Stored data entries:

[Start of section]

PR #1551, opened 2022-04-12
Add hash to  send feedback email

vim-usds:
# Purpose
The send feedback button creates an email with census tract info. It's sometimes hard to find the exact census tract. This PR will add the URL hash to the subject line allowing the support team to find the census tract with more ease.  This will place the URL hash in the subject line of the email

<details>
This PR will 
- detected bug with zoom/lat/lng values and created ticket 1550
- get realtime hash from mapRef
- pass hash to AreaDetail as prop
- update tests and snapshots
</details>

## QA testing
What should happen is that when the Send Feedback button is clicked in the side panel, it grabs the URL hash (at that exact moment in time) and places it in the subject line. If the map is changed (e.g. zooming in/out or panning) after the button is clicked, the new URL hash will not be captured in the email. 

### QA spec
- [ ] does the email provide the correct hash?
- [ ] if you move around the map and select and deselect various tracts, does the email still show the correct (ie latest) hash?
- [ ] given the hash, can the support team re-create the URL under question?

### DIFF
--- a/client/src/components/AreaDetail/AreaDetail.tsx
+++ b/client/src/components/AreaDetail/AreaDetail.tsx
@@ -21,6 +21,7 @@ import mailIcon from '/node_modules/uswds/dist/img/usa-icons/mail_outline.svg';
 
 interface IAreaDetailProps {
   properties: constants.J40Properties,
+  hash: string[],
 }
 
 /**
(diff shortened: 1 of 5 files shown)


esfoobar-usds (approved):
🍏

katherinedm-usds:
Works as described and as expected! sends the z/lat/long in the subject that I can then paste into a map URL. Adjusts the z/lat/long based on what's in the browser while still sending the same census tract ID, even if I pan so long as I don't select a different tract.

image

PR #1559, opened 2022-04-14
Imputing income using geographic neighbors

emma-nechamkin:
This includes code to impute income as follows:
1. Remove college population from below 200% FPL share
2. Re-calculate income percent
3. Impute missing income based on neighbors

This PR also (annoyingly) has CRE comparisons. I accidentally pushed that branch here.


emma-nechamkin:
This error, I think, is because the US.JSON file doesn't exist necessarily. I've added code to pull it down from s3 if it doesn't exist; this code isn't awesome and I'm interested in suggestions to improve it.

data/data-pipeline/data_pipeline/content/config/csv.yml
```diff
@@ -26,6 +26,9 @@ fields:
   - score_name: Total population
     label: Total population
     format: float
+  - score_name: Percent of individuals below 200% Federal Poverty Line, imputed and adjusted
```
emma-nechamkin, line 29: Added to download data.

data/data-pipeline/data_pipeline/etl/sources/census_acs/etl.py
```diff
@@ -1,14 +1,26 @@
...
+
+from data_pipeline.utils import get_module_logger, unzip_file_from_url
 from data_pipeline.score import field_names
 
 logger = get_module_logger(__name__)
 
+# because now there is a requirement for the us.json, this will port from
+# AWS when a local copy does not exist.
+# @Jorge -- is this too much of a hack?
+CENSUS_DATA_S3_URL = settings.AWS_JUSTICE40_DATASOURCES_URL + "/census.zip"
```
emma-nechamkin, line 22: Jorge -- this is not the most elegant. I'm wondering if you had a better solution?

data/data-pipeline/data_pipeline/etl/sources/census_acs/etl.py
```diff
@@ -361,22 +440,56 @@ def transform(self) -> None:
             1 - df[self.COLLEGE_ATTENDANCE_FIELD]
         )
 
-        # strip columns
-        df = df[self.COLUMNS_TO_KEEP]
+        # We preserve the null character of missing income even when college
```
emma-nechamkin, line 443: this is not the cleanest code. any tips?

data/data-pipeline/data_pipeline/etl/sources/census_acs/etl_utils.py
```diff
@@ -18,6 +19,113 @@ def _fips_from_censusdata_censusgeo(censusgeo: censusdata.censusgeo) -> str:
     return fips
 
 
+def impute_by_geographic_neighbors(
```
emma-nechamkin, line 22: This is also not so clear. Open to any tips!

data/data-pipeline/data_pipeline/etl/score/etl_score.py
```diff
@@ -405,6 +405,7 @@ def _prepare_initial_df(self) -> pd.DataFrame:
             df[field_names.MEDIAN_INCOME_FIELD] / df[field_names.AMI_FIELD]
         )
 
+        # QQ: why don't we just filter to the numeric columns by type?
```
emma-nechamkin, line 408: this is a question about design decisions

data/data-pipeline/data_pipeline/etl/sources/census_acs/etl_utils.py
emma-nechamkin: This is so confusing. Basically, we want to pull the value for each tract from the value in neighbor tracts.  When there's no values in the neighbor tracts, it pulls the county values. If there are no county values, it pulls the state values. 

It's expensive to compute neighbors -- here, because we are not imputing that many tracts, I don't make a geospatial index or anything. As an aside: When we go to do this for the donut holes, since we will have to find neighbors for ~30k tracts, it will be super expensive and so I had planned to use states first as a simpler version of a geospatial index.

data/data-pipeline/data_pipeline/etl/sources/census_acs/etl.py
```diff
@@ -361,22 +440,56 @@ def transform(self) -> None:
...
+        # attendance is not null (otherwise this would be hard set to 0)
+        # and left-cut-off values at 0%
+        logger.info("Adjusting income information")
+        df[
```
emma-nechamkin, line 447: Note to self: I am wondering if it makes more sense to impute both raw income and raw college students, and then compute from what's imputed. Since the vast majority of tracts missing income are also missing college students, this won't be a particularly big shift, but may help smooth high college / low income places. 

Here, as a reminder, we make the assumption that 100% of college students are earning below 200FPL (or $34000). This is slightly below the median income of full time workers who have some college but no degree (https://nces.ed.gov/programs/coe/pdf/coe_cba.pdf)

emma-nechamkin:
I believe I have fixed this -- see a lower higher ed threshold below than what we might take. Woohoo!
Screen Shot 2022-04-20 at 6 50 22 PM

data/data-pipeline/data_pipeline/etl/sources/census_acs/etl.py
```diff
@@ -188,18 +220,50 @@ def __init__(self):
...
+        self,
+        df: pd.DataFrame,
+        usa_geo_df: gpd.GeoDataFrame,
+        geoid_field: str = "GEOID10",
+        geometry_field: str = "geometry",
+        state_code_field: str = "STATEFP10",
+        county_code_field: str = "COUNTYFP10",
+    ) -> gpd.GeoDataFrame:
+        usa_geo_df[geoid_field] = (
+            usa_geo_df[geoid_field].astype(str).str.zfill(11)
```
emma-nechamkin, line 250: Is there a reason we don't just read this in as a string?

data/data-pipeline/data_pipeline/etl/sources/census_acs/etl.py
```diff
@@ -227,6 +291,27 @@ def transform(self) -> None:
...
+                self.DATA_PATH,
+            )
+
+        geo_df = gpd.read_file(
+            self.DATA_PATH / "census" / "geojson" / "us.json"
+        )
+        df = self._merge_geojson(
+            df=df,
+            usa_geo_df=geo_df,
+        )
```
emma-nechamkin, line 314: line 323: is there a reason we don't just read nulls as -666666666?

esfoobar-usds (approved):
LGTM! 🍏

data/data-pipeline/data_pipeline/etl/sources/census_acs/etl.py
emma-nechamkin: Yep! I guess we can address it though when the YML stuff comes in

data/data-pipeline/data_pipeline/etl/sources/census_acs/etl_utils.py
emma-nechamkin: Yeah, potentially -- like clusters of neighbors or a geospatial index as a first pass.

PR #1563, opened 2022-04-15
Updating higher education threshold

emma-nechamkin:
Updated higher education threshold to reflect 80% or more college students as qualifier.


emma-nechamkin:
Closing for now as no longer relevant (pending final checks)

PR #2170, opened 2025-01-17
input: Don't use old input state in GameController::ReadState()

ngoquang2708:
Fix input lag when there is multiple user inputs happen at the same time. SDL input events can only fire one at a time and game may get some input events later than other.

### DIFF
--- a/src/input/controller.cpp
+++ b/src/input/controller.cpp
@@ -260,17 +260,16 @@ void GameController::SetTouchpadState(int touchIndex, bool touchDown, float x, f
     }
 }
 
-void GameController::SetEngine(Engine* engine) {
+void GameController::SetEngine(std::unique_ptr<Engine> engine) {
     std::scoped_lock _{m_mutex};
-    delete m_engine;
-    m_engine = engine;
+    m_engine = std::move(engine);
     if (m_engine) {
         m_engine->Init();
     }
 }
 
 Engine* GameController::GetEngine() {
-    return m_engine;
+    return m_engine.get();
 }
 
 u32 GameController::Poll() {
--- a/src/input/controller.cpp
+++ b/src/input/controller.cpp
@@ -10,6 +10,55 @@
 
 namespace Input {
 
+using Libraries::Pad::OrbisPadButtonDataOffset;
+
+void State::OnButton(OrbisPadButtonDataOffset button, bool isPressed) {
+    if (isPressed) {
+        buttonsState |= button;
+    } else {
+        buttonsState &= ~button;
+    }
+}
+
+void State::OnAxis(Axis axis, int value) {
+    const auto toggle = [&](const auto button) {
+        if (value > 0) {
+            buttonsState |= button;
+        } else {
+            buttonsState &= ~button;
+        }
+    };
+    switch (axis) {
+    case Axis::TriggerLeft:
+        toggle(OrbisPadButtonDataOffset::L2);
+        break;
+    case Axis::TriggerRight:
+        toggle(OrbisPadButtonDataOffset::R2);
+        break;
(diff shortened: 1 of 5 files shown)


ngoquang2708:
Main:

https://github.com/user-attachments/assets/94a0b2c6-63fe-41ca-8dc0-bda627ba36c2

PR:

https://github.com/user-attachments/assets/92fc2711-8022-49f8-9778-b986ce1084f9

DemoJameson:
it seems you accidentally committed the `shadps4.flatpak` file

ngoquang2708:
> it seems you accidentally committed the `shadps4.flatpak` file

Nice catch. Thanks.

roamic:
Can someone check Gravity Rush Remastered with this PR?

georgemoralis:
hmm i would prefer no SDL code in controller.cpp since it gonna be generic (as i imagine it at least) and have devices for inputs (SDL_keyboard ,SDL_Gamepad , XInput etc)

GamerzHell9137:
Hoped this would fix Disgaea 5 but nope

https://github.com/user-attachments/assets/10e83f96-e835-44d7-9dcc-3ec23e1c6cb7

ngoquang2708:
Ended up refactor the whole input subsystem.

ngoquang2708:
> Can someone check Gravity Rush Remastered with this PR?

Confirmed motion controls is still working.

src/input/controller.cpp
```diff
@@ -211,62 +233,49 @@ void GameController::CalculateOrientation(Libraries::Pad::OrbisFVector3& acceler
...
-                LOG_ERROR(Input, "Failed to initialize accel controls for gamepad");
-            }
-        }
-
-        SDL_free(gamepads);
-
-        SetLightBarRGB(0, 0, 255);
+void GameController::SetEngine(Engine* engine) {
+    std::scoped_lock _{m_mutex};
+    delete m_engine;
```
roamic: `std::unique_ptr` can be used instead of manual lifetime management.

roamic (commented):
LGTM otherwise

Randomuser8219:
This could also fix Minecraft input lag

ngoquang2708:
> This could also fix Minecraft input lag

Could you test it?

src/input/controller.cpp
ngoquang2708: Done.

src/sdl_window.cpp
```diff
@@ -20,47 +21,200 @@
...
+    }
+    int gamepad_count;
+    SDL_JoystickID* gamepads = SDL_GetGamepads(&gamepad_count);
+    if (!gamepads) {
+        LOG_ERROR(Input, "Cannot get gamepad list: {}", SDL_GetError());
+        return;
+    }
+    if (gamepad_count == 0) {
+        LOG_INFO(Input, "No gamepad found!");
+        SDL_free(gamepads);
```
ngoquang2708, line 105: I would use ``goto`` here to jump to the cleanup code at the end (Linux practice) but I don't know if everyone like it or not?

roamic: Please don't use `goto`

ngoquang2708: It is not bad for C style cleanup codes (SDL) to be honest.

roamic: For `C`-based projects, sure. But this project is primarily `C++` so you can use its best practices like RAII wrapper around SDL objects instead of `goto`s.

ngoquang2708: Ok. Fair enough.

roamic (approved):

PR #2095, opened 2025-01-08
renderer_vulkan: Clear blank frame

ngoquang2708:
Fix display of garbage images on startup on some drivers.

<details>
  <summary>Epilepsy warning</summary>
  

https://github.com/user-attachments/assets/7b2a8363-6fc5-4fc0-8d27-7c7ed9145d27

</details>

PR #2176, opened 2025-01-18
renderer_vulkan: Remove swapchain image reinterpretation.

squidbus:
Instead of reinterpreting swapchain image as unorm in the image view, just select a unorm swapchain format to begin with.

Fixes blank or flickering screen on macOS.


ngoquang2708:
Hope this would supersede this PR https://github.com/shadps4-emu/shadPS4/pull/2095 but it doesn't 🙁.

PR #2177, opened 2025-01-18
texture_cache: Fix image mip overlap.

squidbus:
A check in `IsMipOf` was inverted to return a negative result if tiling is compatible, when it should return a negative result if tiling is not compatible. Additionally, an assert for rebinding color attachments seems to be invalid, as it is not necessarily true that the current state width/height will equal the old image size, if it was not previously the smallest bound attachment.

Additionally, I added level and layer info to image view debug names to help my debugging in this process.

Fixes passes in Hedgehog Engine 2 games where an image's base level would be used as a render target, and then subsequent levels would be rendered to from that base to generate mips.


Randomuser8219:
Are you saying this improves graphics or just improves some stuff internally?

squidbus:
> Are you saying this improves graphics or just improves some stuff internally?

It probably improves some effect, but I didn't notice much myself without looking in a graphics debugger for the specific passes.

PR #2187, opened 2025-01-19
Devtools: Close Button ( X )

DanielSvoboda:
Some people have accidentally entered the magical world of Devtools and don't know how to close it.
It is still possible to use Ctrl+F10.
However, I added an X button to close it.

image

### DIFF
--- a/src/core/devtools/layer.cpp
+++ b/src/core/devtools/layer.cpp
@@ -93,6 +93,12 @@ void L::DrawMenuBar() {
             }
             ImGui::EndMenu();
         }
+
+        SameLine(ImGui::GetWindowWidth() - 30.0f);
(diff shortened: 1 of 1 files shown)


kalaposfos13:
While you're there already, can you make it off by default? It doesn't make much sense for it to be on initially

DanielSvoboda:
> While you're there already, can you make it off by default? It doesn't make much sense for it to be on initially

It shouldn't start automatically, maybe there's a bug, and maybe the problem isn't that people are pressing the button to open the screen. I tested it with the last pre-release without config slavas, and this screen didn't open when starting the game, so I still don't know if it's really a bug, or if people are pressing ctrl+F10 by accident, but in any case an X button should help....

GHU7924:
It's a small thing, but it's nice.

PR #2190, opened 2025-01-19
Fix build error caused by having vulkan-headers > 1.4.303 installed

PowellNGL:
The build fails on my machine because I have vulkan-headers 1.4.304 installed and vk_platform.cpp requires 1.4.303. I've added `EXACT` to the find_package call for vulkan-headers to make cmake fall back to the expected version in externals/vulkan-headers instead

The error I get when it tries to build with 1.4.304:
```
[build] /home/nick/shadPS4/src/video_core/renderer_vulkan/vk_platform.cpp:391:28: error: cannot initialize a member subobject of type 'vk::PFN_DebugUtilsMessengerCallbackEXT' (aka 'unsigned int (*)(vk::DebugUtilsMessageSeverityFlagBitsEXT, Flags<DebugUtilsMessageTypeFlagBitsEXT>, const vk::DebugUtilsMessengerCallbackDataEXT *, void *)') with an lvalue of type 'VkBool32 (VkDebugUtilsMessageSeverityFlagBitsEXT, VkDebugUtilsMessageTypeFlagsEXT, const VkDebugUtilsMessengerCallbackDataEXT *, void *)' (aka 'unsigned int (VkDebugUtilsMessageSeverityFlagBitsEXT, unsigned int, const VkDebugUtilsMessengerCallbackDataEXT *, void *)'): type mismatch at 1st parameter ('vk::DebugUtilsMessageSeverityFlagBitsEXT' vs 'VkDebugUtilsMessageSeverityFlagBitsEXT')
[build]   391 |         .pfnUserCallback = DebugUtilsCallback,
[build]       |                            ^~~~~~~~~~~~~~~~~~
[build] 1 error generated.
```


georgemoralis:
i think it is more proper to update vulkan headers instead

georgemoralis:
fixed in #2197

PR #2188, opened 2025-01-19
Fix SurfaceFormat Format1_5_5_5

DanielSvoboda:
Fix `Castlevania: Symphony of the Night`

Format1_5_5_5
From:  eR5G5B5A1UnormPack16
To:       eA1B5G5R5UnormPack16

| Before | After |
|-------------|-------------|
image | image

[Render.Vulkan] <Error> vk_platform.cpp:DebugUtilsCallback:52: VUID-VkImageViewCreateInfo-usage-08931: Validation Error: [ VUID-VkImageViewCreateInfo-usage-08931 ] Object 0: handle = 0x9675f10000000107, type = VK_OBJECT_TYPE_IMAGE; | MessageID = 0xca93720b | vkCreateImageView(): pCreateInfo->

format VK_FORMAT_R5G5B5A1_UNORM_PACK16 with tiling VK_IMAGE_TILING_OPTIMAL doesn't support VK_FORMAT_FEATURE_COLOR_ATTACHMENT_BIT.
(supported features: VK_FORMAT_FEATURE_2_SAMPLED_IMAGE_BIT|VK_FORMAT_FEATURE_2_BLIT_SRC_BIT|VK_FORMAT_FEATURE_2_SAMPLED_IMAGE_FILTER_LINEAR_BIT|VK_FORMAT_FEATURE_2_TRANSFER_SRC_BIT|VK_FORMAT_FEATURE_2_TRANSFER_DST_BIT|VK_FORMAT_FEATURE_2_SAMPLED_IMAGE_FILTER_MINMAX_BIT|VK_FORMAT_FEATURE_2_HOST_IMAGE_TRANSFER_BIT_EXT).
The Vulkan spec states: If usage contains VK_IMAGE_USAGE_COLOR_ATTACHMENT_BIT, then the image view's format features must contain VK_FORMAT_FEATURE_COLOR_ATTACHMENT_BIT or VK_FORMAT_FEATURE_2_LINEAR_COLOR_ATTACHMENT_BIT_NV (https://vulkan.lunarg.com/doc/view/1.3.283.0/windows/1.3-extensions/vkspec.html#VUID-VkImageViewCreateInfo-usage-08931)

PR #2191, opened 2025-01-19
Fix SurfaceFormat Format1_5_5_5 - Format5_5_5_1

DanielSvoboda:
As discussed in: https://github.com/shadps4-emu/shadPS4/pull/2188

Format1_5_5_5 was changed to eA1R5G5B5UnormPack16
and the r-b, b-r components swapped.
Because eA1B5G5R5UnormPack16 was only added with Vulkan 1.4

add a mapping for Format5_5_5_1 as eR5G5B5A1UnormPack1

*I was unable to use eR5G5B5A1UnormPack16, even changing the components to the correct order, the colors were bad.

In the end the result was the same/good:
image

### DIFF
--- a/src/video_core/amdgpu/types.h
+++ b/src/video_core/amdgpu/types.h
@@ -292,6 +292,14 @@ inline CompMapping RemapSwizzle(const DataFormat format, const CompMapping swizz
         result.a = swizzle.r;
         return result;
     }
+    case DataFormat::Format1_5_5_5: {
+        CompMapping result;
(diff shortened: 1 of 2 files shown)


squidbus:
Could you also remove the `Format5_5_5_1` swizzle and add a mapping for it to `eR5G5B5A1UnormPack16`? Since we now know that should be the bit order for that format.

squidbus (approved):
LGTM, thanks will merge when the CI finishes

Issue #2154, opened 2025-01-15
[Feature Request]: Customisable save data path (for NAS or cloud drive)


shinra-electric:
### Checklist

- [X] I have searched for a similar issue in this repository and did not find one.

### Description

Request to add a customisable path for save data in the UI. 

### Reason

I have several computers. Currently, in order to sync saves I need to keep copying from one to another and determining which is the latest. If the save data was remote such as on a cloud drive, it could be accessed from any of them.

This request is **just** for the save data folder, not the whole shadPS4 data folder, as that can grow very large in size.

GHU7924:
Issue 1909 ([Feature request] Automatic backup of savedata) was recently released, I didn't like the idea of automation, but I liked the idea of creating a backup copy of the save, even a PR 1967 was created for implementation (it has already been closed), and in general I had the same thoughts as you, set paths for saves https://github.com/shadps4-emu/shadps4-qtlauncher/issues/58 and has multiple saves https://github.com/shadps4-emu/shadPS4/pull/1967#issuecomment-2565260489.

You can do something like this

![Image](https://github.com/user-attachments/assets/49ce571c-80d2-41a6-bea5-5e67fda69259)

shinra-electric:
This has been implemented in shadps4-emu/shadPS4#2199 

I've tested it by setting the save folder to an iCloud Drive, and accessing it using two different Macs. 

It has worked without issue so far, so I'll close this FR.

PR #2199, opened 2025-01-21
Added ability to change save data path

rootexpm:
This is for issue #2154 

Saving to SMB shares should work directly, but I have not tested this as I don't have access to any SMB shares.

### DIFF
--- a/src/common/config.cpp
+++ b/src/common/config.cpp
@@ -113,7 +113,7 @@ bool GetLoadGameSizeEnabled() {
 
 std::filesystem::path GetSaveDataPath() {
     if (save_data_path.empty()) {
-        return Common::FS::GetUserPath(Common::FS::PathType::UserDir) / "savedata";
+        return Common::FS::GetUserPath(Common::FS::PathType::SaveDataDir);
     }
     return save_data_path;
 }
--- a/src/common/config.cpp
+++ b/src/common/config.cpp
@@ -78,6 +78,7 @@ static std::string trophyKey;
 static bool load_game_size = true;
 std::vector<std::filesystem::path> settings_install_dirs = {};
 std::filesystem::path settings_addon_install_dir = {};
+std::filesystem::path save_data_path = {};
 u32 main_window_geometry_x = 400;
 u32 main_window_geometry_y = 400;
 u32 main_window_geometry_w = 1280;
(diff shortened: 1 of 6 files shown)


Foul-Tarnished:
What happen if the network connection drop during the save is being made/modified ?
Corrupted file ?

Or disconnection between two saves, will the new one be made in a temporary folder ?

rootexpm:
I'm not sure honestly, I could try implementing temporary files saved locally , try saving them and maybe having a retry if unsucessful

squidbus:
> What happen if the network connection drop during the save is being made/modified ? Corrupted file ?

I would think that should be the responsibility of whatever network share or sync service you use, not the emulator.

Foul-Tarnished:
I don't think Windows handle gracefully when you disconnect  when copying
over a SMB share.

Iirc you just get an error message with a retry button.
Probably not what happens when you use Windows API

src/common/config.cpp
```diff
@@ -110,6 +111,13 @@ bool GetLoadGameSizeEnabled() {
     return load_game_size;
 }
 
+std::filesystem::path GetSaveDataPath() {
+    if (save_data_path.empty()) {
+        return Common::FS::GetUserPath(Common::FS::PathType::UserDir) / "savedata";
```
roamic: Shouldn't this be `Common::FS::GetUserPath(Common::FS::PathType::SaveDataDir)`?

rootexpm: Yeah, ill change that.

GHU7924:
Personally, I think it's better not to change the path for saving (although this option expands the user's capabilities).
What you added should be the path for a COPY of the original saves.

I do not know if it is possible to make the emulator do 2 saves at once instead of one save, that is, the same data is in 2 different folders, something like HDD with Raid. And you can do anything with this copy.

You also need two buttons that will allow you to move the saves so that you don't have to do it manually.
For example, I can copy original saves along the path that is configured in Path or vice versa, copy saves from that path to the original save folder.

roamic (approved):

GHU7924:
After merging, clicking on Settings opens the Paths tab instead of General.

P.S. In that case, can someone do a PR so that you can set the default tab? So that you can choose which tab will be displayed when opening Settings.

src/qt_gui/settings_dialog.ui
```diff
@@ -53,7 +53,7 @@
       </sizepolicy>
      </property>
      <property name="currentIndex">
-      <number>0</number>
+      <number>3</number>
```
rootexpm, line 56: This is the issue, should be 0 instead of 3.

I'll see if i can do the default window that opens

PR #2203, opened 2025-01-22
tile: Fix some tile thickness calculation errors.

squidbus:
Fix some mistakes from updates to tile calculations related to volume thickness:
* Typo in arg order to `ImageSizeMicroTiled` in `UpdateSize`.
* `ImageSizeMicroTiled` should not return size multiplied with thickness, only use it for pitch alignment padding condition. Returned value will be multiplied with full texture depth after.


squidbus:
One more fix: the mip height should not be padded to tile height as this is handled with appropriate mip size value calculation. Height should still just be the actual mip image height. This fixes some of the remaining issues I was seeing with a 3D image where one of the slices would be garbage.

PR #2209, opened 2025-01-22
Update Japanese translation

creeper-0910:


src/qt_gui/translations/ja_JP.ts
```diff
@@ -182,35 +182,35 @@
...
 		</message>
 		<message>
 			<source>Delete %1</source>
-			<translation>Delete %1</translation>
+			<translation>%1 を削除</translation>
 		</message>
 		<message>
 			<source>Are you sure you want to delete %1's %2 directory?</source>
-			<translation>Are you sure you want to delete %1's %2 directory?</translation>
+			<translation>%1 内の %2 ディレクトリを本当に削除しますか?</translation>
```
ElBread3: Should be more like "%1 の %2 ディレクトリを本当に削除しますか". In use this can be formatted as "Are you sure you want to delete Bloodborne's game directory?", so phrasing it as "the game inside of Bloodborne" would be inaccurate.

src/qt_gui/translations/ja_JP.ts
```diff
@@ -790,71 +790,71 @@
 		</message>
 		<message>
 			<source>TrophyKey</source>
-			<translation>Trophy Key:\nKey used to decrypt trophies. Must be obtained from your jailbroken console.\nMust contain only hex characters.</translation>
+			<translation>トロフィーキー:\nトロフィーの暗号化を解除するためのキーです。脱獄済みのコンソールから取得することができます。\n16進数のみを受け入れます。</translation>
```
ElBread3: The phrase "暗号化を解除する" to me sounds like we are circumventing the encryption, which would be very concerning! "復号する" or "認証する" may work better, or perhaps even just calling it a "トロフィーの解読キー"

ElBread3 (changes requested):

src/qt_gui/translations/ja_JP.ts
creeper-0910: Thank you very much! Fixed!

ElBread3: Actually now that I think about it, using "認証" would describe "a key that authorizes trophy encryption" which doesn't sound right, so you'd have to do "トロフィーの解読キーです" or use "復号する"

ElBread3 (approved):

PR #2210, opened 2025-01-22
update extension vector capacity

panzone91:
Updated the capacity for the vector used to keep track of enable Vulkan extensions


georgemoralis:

[End of section]

What this task involves: Please restate, word for word, the lines of the entries that run from the first line through the one holding "--- a/client/src/components/AreaDetail/AreaDetail.tsx", and add nothing.

Answer box:
PR #1551, opened 2022-04-12
Add hash to  send feedback email

vim-usds:
# Purpose
The send feedback button creates an email with census tract info. It's sometimes hard to find the exact census tract. This PR will add the URL hash to the subject line allowing the support team to find the census tract with more ease.  This will place the URL hash in the subject line of the email

<details>
This PR will 
- detected bug with zoom/lat/lng values and created ticket 1550
- get realtime hash from mapRef
- pass hash to AreaDetail as prop
- update tests and snapshots
</details>

## QA testing
What should happen is that when the Send Feedback button is clicked in the side panel, it grabs the URL hash (at that exact moment in time) and places it in the subject line. If the map is changed (e.g. zooming in/out or panning) after the button is clicked, the new URL hash will not be captured in the email. 

### QA spec
- [ ] does the email provide the correct hash?
- [ ] if you move around the map and select and deselect various tracts, does the email still show the correct (ie latest) hash?
- [ ] given the hash, can the support team re-create the URL under question?

### DIFF
--- a/client/src/components/AreaDetail/AreaDetail.tsx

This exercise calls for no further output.